When you have sampled the feasible flux solution space of constraint-based metabolic models (via optGpSampler or equivalent uniform sampling) and need to normalize flux predictions across reactions and cell lines for concordance analysis with transcriptomics and metabolomics data. Apply this skill specifically when preparing flux fold-change signatures (FFD) for intersection with RAS and RPS variation signs to classify metabolic reactions into regulatory categories.

## When NOT to use

- Input flux solutions are not uniformly sampled or are single point predictions (e.g., FBA optima only); FVA interpretation requires distributional data, not single solutions.
- Reactions lack associated substrate metabolites in the metabolomics dataset; such reactions are omitted and cannot be classified by FFD.
- The goal is purely to identify reaction flux bounds without concordance analysis; standard FVA reporting (min/max per reaction) is sufficient and does not require normalization.

## Inputs

- constraint-based metabolic models (SBML or MAT format, one per cell line)
- uniform sampled flux solutions (from optGpSampler or randomSampling step)
- intracellular metabolomics dataset (CSV format with metabolite concentrations per cell line)
- metabolite-to-model ID conversion table

## Outputs

- normalized flux values (0–1 scale) per reaction per sample
- FFD dataset (log₂ fold-change ratios) with pairwise cell-line comparisons
- sign-of-variation table (±1, 0) for each reaction per comparison
- Mann–Whitney U test p-values for flux distribution differences

## How to apply

Execute flux variability analysis on each cell-line-specific metabolic model by sampling the feasible flux region (e.g., using optGpSampler with uniform sampling constraints).
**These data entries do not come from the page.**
PR #525, opened 2019-01-04
Update readme on transifex

ralphtheninja:
Note that I have run `tx push --source` and it seems to work fine, the desktop strings were added to `strings.xml` on Transifex.

@r10s You should probably do `tx pull` in android repo to sync with desktop updates.

### DIFF
--- a/.tx/config
+++ b/.tx/config
@@ -4,7 +4,7 @@ host = https://www.transifex.com
 [delta-chat-app.stringsxml]
 file_filter = _locales/<lang>.xml
 minimum_perc = 0
-source_file = _locales/xx.xml
-source_lang = xx
+source_file = _locales/en.xml
+source_lang = en
 type = ANDROID
 
--- a/README.md
+++ b/README.md
@@ -133,14 +133,23 @@ or keyboard while the tests are running.
 
 Install the [transifex-client](https://docs.transifex.com/client) and get added to the `Delta Chat App` project.
 
-And periodically we can run the following command to get the new translation
-strings from translators:
+And periodically we can run the following command to get the new translation strings from translators:
 
 ```
-npm run translations
+tx pull --all
 ```
 
-This converts the translations from xml to json. Commit these new translations to the repository.
+Note that this command updated `_locales/*.xml`. In order to convert from xml to json you can do:
+
+```
+npm run build-translations
+```
+
+When you need to modify language strings, this should be done in `_locales/en.xml`. To sync with Transifex you do:
+
+```
+tx push --source
+```
 
 ### Deploy workflow
 


r10s:
yip, i run `tx pull` regularly also to get the new translations as such.

ralphtheninja:
@r10s I'm a bit worried that we will overwrite new strings, say some new strings are added to `android-ii` and you push them, I add some strings to `desktop` and push them, thus overwriting your changes.

r10s:
great work :)

@ralphtheninja overwriting strings may happen. however, when i do a `git diff`after pulling the source from transifex (just [wrote a little script for this](https://github.com/deltachat/deltachat-android-ii/blob/master/tools/tx-pull-source.sh)), this should not be a big problem.

in fact, i just did this and re-added a string that was added by android-dev in between, plus some comments i added for the translators.

wrt `_desktop` suffixed-strings: as a rule of thumb, i would try to add the suffix only for strings that are _different_ from existing ones, eg. the strings save_desktop ("Save") or select_group_image_desktop ("Select group image") may also become needed on android/ios/whatever. same for "undo" "redo" and so on.

however, i think for now it's fine :)

Jikstra:
> in fact, i just did this and re-added a string that was added by android-dev in between, plus some comments i added for the translators.

We should be really careful about this.

ralphtheninja:
> @ralphtheninja overwriting strings may happen. however, when i do a `git diff`after pulling the source from transifex (just [wrote a little script for this](https://github.com/deltachat/deltachat-android-ii/blob/master/tools/tx-pull-source.sh)), this should not be a big problem.

We just need to communicate more around when making these changes. @Jikstra 's idea on experimental changes will help with this.

ralphtheninja:
> wrt `_desktop` suffixed-strings: as a rule of thumb, i would try to add the suffix only for strings that are _different_ from _existing_ ones, eg. the strings save_desktop ("Save") or select_group_image_desktop ("Select group image") may also become needed on android/ios/whatever. same for "undo" "redo" and so on.
> (of course i can use select_group_image_desktop also on android, however, this looks weird :)

We have tried to do this, but maybe some strings slipped through the cracks. We can solve this over time "refactoring" the resources. Maybe even start with a script that looks for duplicates.

r10s:
an alternative might be to do pr to transifex.
btw. i just corrected a type in the sources ("frennch") and did a `tx push -s` without doing a `tx pull -l en` before - i hope you're not pushed sth in between. i have also to be more careful about this ...

r10s:
cool :)
one thing to mention: the `tx pull -l en` is also important as otherwise the `tx push -s` will not only overwrite the existing source file (we can handle that, see above) but also translations already done.

PR #532, opened 2019-01-05
Give conversion script a better name

ralphtheninja:


Jikstra:
how about `bin/translations-convert-xml-to-json` ? Otherwise it's unclear that it's translations related.

ralphtheninja:
What about `script-for-converting-transifex-xml-files-to-json-files-because-that-is-what-desktop-wants`? :laughing:

Jikstra:
There's a thin line between being too verbose and too less verbose :D But naming is hard ^^

PR #537, opened 2019-01-05
add google noto + google noto emoji and remove image emojis; fixes #483

### LINKED ISSUE #483: Emojis in input field are displayed as tofu

Simon-Laux:
closes #483 
It also adds Google Noto Mono as fallback to make tofu chars also in other languages much more unlikely.


Simon-Laux:
We also need someone that can test it on a mac just to be sure that it works there too

src/renderer/components/conversations/Emojify.js
```diff
@@ -1,33 +1,19 @@
 const React = require('react')
 const classNames = require('classnames')
-const is = require('@sindresorhus/is')
```
ralphtheninja: We still use this elsewhere? Or can it be removed now?

ralphtheninja: screenshot from 2019-01-05 20-46-28

Doesn't seem like it.

Simon-Laux: I'll remove it

PR #540, opened 2019-01-06
Refactor and simplify state load

ralphtheninja:
Many small commits, but simplifies quite a bit. Squash at merge.

### DIFF
--- a/src/renderer/lib/state.js
+++ b/src/renderer/lib/state.js
@@ -59,39 +59,21 @@ function getDefaultState () {
     saved: {
       markRead: true,
       notifications: true,
-      showNotificationContent: true
+      showNotificationContent: true,
+      locale: 'en'
     }
   }
-}
-
-/* If the saved state file doesn't exist yet, here's what we use instead */
-function setupStateSaved (cb) {
-  const saved = {
-    locale: null,
-    version: config.APP_VERSION,
-    markRead: true
-  }
-  cb(null, saved)
 }
 
 function load (cb) {
   appConfig.read(function (err, saved) {
-    if (err || !saved.version) {
-      console.log('Missing config file: Creating new one')
-      setupStateSaved(onSavedState)
-    } else {
-      onSavedState(null, saved)
+    if (err) {
+      console.log('Missing configuration file. Using default values.')
     }
-  })
-
-  function onSavedState (err, saved) {
-    if (err) return cb(err)
     const state = getDefaultState()
-    // override default savable settings with saved ones
-    state.saved = Object.assign(state.saved, saved)
-
+    state.saved = Object.assign(state.saved, err ? {} : saved)
     cb(null, state)
-  }
+  })
 }
 
 // Write state.saved to the JSON state file


src/renderer/lib/state.js
```diff
@@ -64,21 +64,15 @@ function getDefaultState () {
...
-    markRead: true
-  }
-  cb(null, saved)
-}
-
 function load (cb) {
   appConfig.read(function (err, saved) {
     if (err || !saved.version) {
       console.log('Missing config file: Creating new one')
-      setupStateSaved(onSavedState)
```
ralphtheninja: Backwards way of simply calling a function.

src/renderer/lib/state.js
```diff
@@ -66,11 +66,10 @@ function getDefaultState () {
 
 function load (cb) {
   appConfig.read(function (err, saved) {
-    if (err || !saved.version) {
+    if (err) {
       console.log('Missing config file: Creating new one')
       onSavedState(null, {
         locale: null,
-        version: config.APP_VERSION,
```
ralphtheninja: This information is completely irrelevant. We always know the version from `package.json`.

src/renderer/lib/state.js
```diff
@@ -69,7 +70,6 @@ function load (cb) {
     if (err) {
       console.log('Missing config file: Creating new one')
       onSavedState(null, {
-        locale: null,
```
ralphtheninja: Lets use sane defaults, `null` isn't one of them.

ralphtheninja: Note that this value can be moved up to the default values above, since we're merely doing `Object.assign()` on top of the default values, this value might as well be part of the default values.

src/renderer/lib/state.js
```diff
@@ -69,9 +69,7 @@ function load (cb) {
   appConfig.read(function (err, saved) {
     if (err) {
       console.log('Missing config file: Creating new one')
-      onSavedState(null, {
-        markRead: true
```
ralphtheninja: `markRead` is already `true` in default state above.

src/renderer/lib/state.js
```diff
@@ -69,10 +69,8 @@ function load (cb) {
   appConfig.read(function (err, saved) {
     if (err) {
       console.log('Missing config file: Creating new one')
-      onSavedState(null, {})
-    } else {
-      onSavedState(null, saved)
     }
+    onSavedState(null, err ? {} : saved)
```
ralphtheninja: Now it's enough to call `onSavedState()` _once_, with a value depending on the value of `err`.

src/renderer/lib/state.js
```diff
@@ -70,15 +70,12 @@ function load (cb) {
     if (err) {
       console.log('Missing config file: Creating new one')
     }
-    onSavedState(null, err ? {} : saved)
+    onSavedState(err ? {} : saved)
   })
 
-  function onSavedState (err, saved) {
```
ralphtheninja: `err` is always null, so no need for this parameter or doing `cb(err)` since it's dead code.

src/renderer/lib/state.js
```diff
@@ -70,14 +70,10 @@ function load (cb) {
     if (err) {
       console.log('Missing config file: Creating new one')
     }
-    onSavedState(err ? {} : saved)
-  })
-
-  function onSavedState (saved) {
     const state = getDefaultState()
     state.saved = Object.assign(state.saved, saved)
     cb(null, state)
```
ralphtheninja: Just move this code into the function above, no need for `onSavedState()`.

src/renderer/lib/state.js
```diff
@@ -68,7 +68,7 @@ function getDefaultState () {
 function load (cb) {
   appConfig.read(function (err, saved) {
     if (err) {
-      console.log('Missing config file: Creating new one')
```
ralphtheninja: This message is incorrect, we're not creating the configuration file here, it's missing so we're using default values.

ralphtheninja:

For each reaction, compute the maximum flux value across all sampled solutions and all conditions. Normalize individual flux measurements by dividing by this maximum to produce scaled flux values between 0 and 1. Calculate log₂ fold-change ratios of normalized fluxes between pairwise cell-line comparisons using Mann–Whitney U test (p<0.05) on the sampled distributions. The resulting FFD (flux fold-change differences) dataset, together with computed sign of variation (up +1, down −1, no-change 0), becomes the metabolic counterpart to RAS and RPS variation signs for Cohen's kappa concordance analysis. This normalization ensures flux ranges are comparable across reactions with intrinsically different magnitude ranges.

## Related tools

- **COBRApy (optGpSampler)** (Uniform sampling of feasible flux solution space to generate distributions for FVA) — https://github.com/opencobra/cobrapy
- **constraint-based stoichiometric metabolic models** (Scaffold for integrating transcriptomics and metabolomics; used to predict metabolic flux distributions)
- **randomSampling.py (INTEGRATE pipeline)** (Samples the feasible flux region of each cell-relative model using COBRApy) — https://github.com/qLSLab/integrate
- **mannWhitneyUTest.py (INTEGRATE pipeline)** (Computes statistical differences between sampled flux distributions across pairwise cell-line comparisons) — https://github.com/qLSLab/integrate

## Examples

```
python pipeline/mannWhitneyUTest.py 5000 10 --lcellLines MCF102A SKBR3 MCF7 MDAMB231 MDAMB361 --modelId ENGRO2
```

## Evaluation signals

- Normalized flux values are bounded within [0, 1] for all reactions; any value outside this range indicates incorrect maximum-flux normalization.
- FFD log₂ fold-change ratios are symmetric around zero when compared between reciprocal cell-line pairs (e.g., cell_A vs cell_B and cell_B vs cell_A); absence of symmetry suggests directional error.
- Sign-of-variation table contains only {-1, 0, +1} entries; presence of other values indicates incorrect thresholding or sign computation.
- Mann–Whitney U test p-values are in [0, 1]; outliers or NaN values flag reactions with insufficient or malformed flux samples.
- Reactions with statistically significant FFD variation (p<0.05) show non-zero log₂ fold-change; reactions with p-values >0.05 should have fold-change ratios close to 0.

## Limitations

- If a single reaction substrate is missing from the metabolomics measurements, the reaction is omitted from the FFD dataset and cannot participate in concordance analysis.
- Direct determination of metabolic fluxes through labeled substrates lags behind other omic technologies and is not integrated; FVA predictions are computational estimates constrained by metabolomics and transcriptomics, not direct measurements.
- Reactions without gene-protein-reaction (GPR) associations cannot be classified via RAS-RPS-FFD concordance because RAS scores require enzyme expression data.
- FVA interpretation assumes the constraint-based model is correctly curated and that steady-state assumptions hold; model gaps or incorrect GPR annotations propagate into flux predictions.

## Evidence

- [intro] We scaled metabolic fluxes relative to the maximum flux identified using Flux Variability Analysis, as in GX-FBA: "We scaled metabolic fluxes relative to the maximum flux identified using Flux Variability Analysis, as in GX-FBA [26]"
- [intro] INTEGRATE uses intracellular metabolomics datasets and the mass action law formulation to predict how differences in substrate availability translate into differences in metabolic fluxes: "INTEGRATE uses intracellular metabolomics datasets and the mass action law formulation to predict how differences in substrate availability translate into differences in metabolic fluxes"
- [other] Compute the sign of FFD variation for each pair using Mann–Whitney U test on sampled flux distributions with log₂ fold-change ratio: "Compute the sign of FFD variation for each pair using Mann–Whitney U test on sampled flux distributions with log₂ fold-change ratio."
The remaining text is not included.